Robot Picking Curved Objects Gray Gradient Model
Find Innovative SolutionsGenerate Solutions
Solution Overview
Problem
Current technologies face difficulties in detecting and picking up workpieces with curved shapes due to lack of detectable textures and contours, and require complex equipment and extensive processing, making them impractical for use with robots.
Innovation Solution
An apparatus using a robot with a gray gradient distribution model and edge information model to detect and pick up workpieces with slight texture and unclear contours, incorporating a robot moving mechanism to accurately position the robot for picking up, and a floating mechanism to accommodate position errors.
Engineering Contradictions & Design Principles
Engineering Contradiction Analysis
1Measurement precision
If workpieces with curved shapes are detected using traditional contour and texture methods, then detection accuracy improves for polyhedral workpieces, but detection becomes impossible for workpieces without detectable contours or textures
Solution Approach 1:
The invention changes the detection parameter from contour and texture features to gray gradient distribution features. By extracting gray gradient information in multiple directions (horizontal, vertical, diagonal) and comparing it with pre-stored models, the system can detect curved shape workpieces that lack traditional detectable features like contours or textures.
Solution Approach 2:
The invention creates gray gradient distribution models that represent the characteristic gradient patterns of workpieces. These models serve as templates for detection, allowing the system to identify workpieces by matching their gray gradient distributions against the stored models, enabling detection of curved shapes without relying on their physical contours or textures.

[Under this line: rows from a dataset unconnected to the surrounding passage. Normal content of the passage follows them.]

PR #27627, opened 2026-07-28
feat: add a File Processing model capability to skip extraction and pass raw files through

### LINKED ISSUE #12228: feat: uploading files without backend processing
### Check Existing Issues

### Problem Description

I am trying to use open webui as a frontend webui, and trying to process user reuqest via chating ui, which open webui has a great user experience and works stable. Thanks for your great work.

We are trying to add more features to make good use of our self-hosted aigc backend. This feature is something like: user upload some files and ask some question", and then our backend (which is driven by pipeline) get original file and processing it and send sse events to pipeline and then emit it to open webui front end. RAG feature or OCR feature(which i don't know) is always trying to extract data into text, which is not a must for our use case. This takes a lot of time and affect user experience. Also, it seems open webui always trying to send raw text to open webui backend, it's also not required by our feature and affect user experience.

So I am requesting one feature that:
1. bypass content extraction feature completely (I already check "bypass vector database" inside document tab, but seems not disabled completely)
2. pipeline can access user uploaded file via raw url(of course respecting cors setting), so it can do more stuff inside.

Could you please have a discussion of this feature, thanks.

1. bypass content extraction feature completely (I already check "bypass vector database" inside document tab, but seems not disabled completely)
2. pipeline can access user uploaded file via raw url(of course respecting cors setting), so it can do more stuff inside.

### Alternatives Considered

_No response_

### Additional Context

_No response_

silentoplayz:
# Pull Request Checklist

- [x] **Linked Issue/Discussion:** Closes #12228 — uploading files without backend processing. Design was posted for discussion on the issue before implementation: https://github.com/open-webui/open-webui/issues/12228#issuecomment-5097897470
- [ ] **Documentation:** The "When to disable File Processing" section below is written to serve as the docs basis.
- [x] **Testing:** Three rounds of manual testing were performed by the author (details below), plus an automated backend harness. Verification by #12228's requesters against their own pipe/backend setups is explicitly invited before merge.
- [x] **Architecture:** Implemented as a model capability following the existing pattern (`file_upload`, `file_context`), default **on** — zero behavior change for existing deployments. Reuses the existing `?process=false` upload path and the `metadata.files` stamping pattern established by the per-file `context` field.

# Changelog Entry

### Description

Adds a **File Processing** model capability (default on). When disabled on a model, chat uploads for that model skip content extraction entirely — no OCR, no embedding, instant upload — and the raw file is passed through to the consuming backend, which fetches the original bytes via the existing `GET /api/v1/files/{id}/content` using the file ids already present in `metadata.files`.

This implements #12228: the backend `?process=false` upload parameter and the raw-content endpoint already existed; what was missing was the chat-flow wiring and graceful handling of extraction-less files everywhere the system previously assumed extracted content.

**When to disable File Processing** (reviewer/docs summary):

- **Pipe/pipeline backends that do their own file handling** — Open WebUI acts as the frontend; the pipe fetches the raw file and runs its own OCR/parsing/analysis. Open WebUI's extraction is redundant double-processing that delays the upload (the core complaint in #12228).
- **Backends forwarding raw files to natively multimodal APIs** — providers that ingest raw PDFs/media directly, where the original file is more useful than an extraction dump.
- **Avoiding extraction/embedding cost** for uploads whose text will never be used.

**When NOT to disable it**: on ordinary text models. A text-only LLM's *only* window into a document is Open WebUI's extraction — with processing off, the model can acknowledge the file (name/metadata) but cannot read its contents. This is the feature's contract, not a malfunction, and the UI/tooling states it explicitly at every surface (see below). The capability defaults to on precisely so this state is only ever reached deliberately.

### What the change does, end to end

1. **Model editor**: a "File Processing" checkbox in Capabilities (hidden when File Upload is off, like File Context), with a tooltip spelling out the raw-attachment behavior.
2. **Chat uploads**: when **every** selected model has the capability off, the upload uses the existing `?process=false` path and the file item is stamped `processed: false` (the same `metadata.files` stamping pattern as the per-file `context` field). Mixed selections still process; image uploads are unaffected.
3. **Retrieval**: stamped files are excluded from RAG/full-context source building but remain in `metadata.files` for the pipe/backend. `add_file_context` still announces the file reference (id/URL/name) to native-FC models unchanged.
4. **Builtin tools**: `view_file`/`view_knowledge_file` return an explicit note (`processed: false` + "uploaded without content extraction (raw attachment)") instead of empty content, so models report the truth rather than "the file is empty"; `query_chat_files` excludes raw files and explains itself when only raw files are attached; `list_chat_files`/`grep` degrade gracefully (metadata-only / no matches).
5. **Citations**: view-tool results without content no longer emit an empty source citation (also fixes pre-existing empty citations from view-tool error results).
6. **File chip modal**: opens on Preview for previewable raw files, stays on Content (showing the explanation) for non-previewable types like `.txt`; the Full/Focused content-mode switch is hidden since it is meaningless without extracted content.
7. **Hardening**: the full-context retrieval branch no longer raises `AttributeError` on file records with `data = None` (reachable pre-PR via the existing `?process=false` API path).

### Added

- A **File Processing** model capability (default on). Disabling it makes chat uploads for that model skip content extraction and pass files through as raw attachments for pipes/backends to consume via the raw content endpoint, with explicit raw-attachment messaging across tools, citations, and the file modal.

### Fixed

- Fixed a potential `AttributeError` in full-context retrieval for file records without extraction data (reachable via the existing `?process=false` upload API).
- Fixed empty source citations being emitted for `view_file`/`view_knowledge_file` results that carry no content (including error results).

---

### Additional Information

**What `process=false` means downstream.** A raw attachment has no extracted content, so there is nothing to query, nothing to cite, and nothing to retrieve. Those files stay in `metadata.files` so the model or pipe still sees them, but they are excluded from retrieval and from citation building. The file modal opens on the preview tab when the file type has one and otherwise stays on the content note, since there is no extracted text to show. In the model editor, the `file_processing` and `file_context` capabilities are hidden when `file_upload` is off, because they have no meaning without it. The upload path falls back to a raw upload only when every selected model has opted out of processing.

- **Request for verification from the original requesters**: @wangjiyang (#12228) and @vanmilleru — this branch (`silentoplayz:feat/file-processing-capability`) implements the design discussed on the issue. Testing against your actual pipe/backend setups (raw fetch via `/api/v1/files/{id}/content` from the ids in `metadata.files`, upload latency with processing skipped) would be the definitive confirmation that this matches what you asked for, and is warmly invited before merge.

### Verification Performed

**Manual (author, three rounds on a live instance)** — the rounds deliberately shook out three real defects that are fixed in this PR: (1) builtin tools serving empty content led the model to claim files were "empty or unreadable" → now the explicit note, confirmed live with the model responding honestly; (2) a phantom "1 Source" citation from the empty tool result → now suppressed, confirmed live; (3) non-previewable raw files (.txt) stranded the file modal on an empty view → now handled. Also verified: instant uploads on large PDFs with the capability off, unchanged behavior for processed files and for models with the capability on, capability checkbox visibility rules, and Preview-default on raw PDF chips.

**Automated (AI-copilot harness, disclosed as such)** — real functions against a real scratch database containing one raw (`data=None`) and one processed file record; all five checks pass:

1. `view_file(raw)` → raw-attachment note (`processed: false`, no `content` key)
2. `view_file(processed)` → extracted content, byte-identical behavior
3. `query_chat_files(raw only)` → explanatory error, no crash
4. Citation builder → no source for the note, real source for content results
5. Real `get_sources_from_items` on a raw file in full-context mode → completes without `AttributeError`, empty documents

**Live end-to-end pipe run (author, this branch)** — the consuming-backend flow this feature exists for, verified against a deterministic provider stand-in ([details + the reusable test pipe in the PR comments](https://github.com/open-webui/open-webui/pull/27627#issuecomment-5113523403)): with File Processing off on a pipe-backed model, a chat PDF attachment automatically uploaded via `?process=false` (network-captured, instant, no extraction), the saved file item carried `processed: false`, the pipe fetched the raw bytes and built an OpenAI base64 `file_data` part, and an OpenAI-compatible echo server confirmed receipt of the document with a **SHA-256 byte-identical to the source file's pre-upload hash** — the attachment traversed upload → storage → pipe → provider untouched.

> [!NOTE]


ghost:
@silentoplayz 
can it choose between the  [ openai base64 format ](https://developers.openai.com/api/docs/guides/file-inputs#base64-encoded-files) or the fileid format?

 some api doesn't support the fileid way

silentoplayz:
Good question — the answer is that this PR is deliberately format-agnostic, so **both work, and the choice is yours**.

The `id` in `metadata.files` is Open WebUI's *internal* file handle, not a provider file id — nothing here sends a file-id to any provider API. With File Processing off, your pipe/backend receives that handle and fetches the untouched original bytes:

```
GET /api/v1/files/{id}/content
```

From there you emit whichever shape the target API accepts:

- **base64 inline** — encode the bytes into a `file` content part (`file_data`, per the OpenAI file-inputs guide you linked); works on every OpenAI-compatible API, no Files-API support needed;
- **provider file id** — upload the bytes to the provider's Files API first and reference the returned id, if the provider supports it and you prefer it (e.g. for reuse across turns).

So "some APIs don't support the fileid way" is exactly why the PR stops at handing you raw bytes instead of picking a wire format for you.

Separate from pipes: Open WebUI itself does not currently forward raw documents to providers on *direct* connections in any mode or format (images yes, documents no). If you'd want Open WebUI to natively embed base64 `file_data` parts on direct connections when File Processing is off, that's a sensible follow-up feature on top of this capability — worth its own issue once this lands.

Does the pipe-side flow above cover your use case? Testing it against your actual setup on this branch would be great confirmation.

ghost:
@silentoplayz 
thanks for the clarification!! i really hope this could be merged soon @tjbck

also could you share a pipe function for testing with base64 inlined format?

silentoplayz:
@vanmilleru Sure — here's a minimal, complete pipe for exactly that test. It picks the attachments up from `metadata.files`, reads the untouched bytes through the same machinery the `/api/v1/files/{id}/content` endpoint uses (so it works in-process, no token juggling), inlines them as OpenAI base64 `file` content parts, and forwards to any OpenAI-compatible endpoint you point the valves at:

```python
"""
title: Raw Attachment base64 Test Pipe
description: Forwards raw (File Processing off) attachments to an OpenAI-compatible API as base64 file inputs. Testing companion for PR #27627.
version: 0.1
"""

import asyncio
import base64

import aiohttp

from open_webui.models.files import Files
from open_webui.storage.provider import Storage


class Pipe:
    class Valves(BaseModel):
        API_BASE_URL: str = Field(default="https://api.openai.com/v1")
        API_KEY: str = Field(default="")
        MODEL_ID: str = Field(default="gpt-4o")

    def __init__(self):
        self.valves = self.Valves()

    async def pipe(self, body: dict, __metadata__: dict = {}):
        # Attachments arrive in metadata.files. On the PR branch, files uploaded
        # with File Processing off are stamped `processed: False` — filter on that
        # if you only want to inline the raw ones.
        file_parts = []
        for item in (__metadata__ or {}).get("files") or []:
            if item.get("type") != "file":
                continue

            file = await Files.get_file_by_id(item.get("id"))
            if not file or not file.path:
                continue

            # Same read path the /api/v1/files/{id}/content endpoint uses
            path = await asyncio.to_thread(Storage.get_file, file.path)
            with open(path, "rb") as f:
                raw = f.read()

            mime = (file.meta or {}).get("content_type") or "application/octet-stream"
            file_parts.append(
                {
                    "type": "file",
                    "file": {
                        "filename": (file.meta or {}).get("name", file.filename),
                        "file_data": f"data:{mime};base64,{base64.b64encode(raw).decode()}",
                    },
                }
            )

        # Inline the file parts into the last user message
        messages = body.get("messages") or []
        if file_parts and messages:
            last = messages[-1]
            content = last.get("content")
            if isinstance(content, str):
                content = [{"type": "text", "text": content}]
            last["content"] = file_parts + content

        async with aiohttp.ClientSession() as session:
            async with session.post(
                f"{self.valves.API_BASE_URL}/chat/completions",
                headers={"Authorization": f"Bearer {self.valves.API_KEY}"},
                json={
                    "model": self.valves.MODEL_ID,
                    "messages": messages,
                    "stream": False,
                },
            ) as res:
                data = await res.json()
                if res.status != 200:
                    return f"Error {res.status}: {data}"
                return data["choices"][0]["message"]["content"]
```

Test recipe on the branch: create a model backed by this pipe → untick **File Processing** in its capabilities → attach a PDF in chat (upload is instant, no extraction) → ask about the document. The provider receives the original bytes base64-inlined, so the answer should reflect actual document content.

Notes: non-streaming for simplicity; it inlines every file attachment (add `if item.get("processed") is not False: continue` to restrict to raw-mode uploads only); images already travel in message content the normal way, this handles document files. If your target API wants the provider-file-id format instead, replace the `file_parts.append(...)` block with an upload to its Files API and reference the returned id — the raw bytes in `raw` are the same either way.

silentoplayz:
Follow-up: the test pipe posted above has now been **verified end-to-end on a live instance running this branch**, with a deterministic provider stand-in. Full chain, every link observed:

1. **Capability gate**: pipe model configured with File Processing off.
2. **Upload path**: attaching a PDF in chat automatically fired `POST /api/v1/files/?process=false` (network-captured) — instant, no extraction.
3. **Metadata stamp**: the saved message's file item carries `processed: false` per this PR's contract.
4. **Pipe mechanics**: the pipe (verbatim as posted) read `metadata.files`, fetched the raw bytes in-process, and built the OpenAI base64 `file_data` content part.
5. **Provider receipt**: the valves were pointed at a local OpenAI-compatible echo server that fingerprints whatever it receives. Its report, rendered back into the chat: correct filename and mime, `bytes: 310`, `starts_with_pdf_magic: true`, and a **SHA-256 byte-identical to the source PDF's hash computed before upload** — the document traversed upload → storage → pipe → base64 → provider untouched.

@vanmilleru — that means the pipe recipe is confirmed working mechanics-wise on this branch; the one thing this setup deliberately didn't cover is provider-side *comprehension* of `file_data`, which your run against a real file-input-capable API would complete.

2Adaptability or versatility
If complex equipment like laser slit light scanning is used to obtain three-dimensional shape data, then detection capability for curved workpieces improves, but device complexity and cost increase significantly
Solution Approach 1:
The invention extracts only the essential gray gradient distribution information from the image data, discarding the need for complex three-dimensional scanning equipment. By focusing on the gradient characteristics in the two-dimensional image plane, the system achieves curved workpiece detection using simple imaging devices rather than sophisticated laser scanning systems.
Solution Approach 2:
The invention replaces complex mechanical scanning systems (laser slit light scanners) with a simpler optical imaging system combined with image processing. Instead of using physical laser scanning to obtain 3D data, the system uses gray gradient analysis on standard images to achieve detection of curved workpieces.
3Measurement precision
If extensive calculating processing is performed to calculate three-dimensional data from scanned images, then detection accuracy improves, but processing time increases making the system impractical
Solution Approach 1:
The invention performs preliminary action by pre-calculating and storing gray gradient distribution models for different workpiece types before actual detection. During operation, the system only needs to extract gray gradients from the current image and compare them with the pre-stored models, avoiding the need for extensive real-time calculations and enabling rapid detection.
4Measurement precision
If workpieces are detected using methods requiring complete separation from background, then detection precision improves for isolated objects, but detection fails when multiple workpieces are superposed
Solution Approach 1:
The invention applies local quality analysis by examining gray gradient characteristics at different locations and directions within the image. By analyzing the local gray gradient distribution patterns and comparing them with stored models, the system can identify individual workpieces even when they are superposed, as each workpiece contributes its characteristic gradient pattern to the overall image.
Data Source
Figure 1
Figure 2a~2b
Figure 3
AI summary
An apparatus for picking up objects including a robot (1) for picking up an object (6), at least one part of the object having a curved shape, having a storing means (30) for storing a gray gradient distribution model of the object (6), a recognizing means (2) for recognizing a gray image of the object (6), a gradient extracting means (34) for extracting a gray gradient distribution from the gray image recognized by the recognizing means (2), an object detecting means (26) for detecting a position or position posture of the object (6) in the gray image in accordance with the gray gradient distribution extracted by the gradient extracting means (34) and the gray gradient distribution model stored by the storing means (30), a detection information converting means (37) for converting information of the position or position posture detected by the object detecting means (36) into information of position or position posture in a coordinate system regarding the robot (1); and a robot moving means (1a) for moving the robot (1) to the position or position posture converted by the detection information converting means (37) to pick up the object (6). Thus, the object (6) having a curved shape can be detected and picked up in a reasonably short period of time.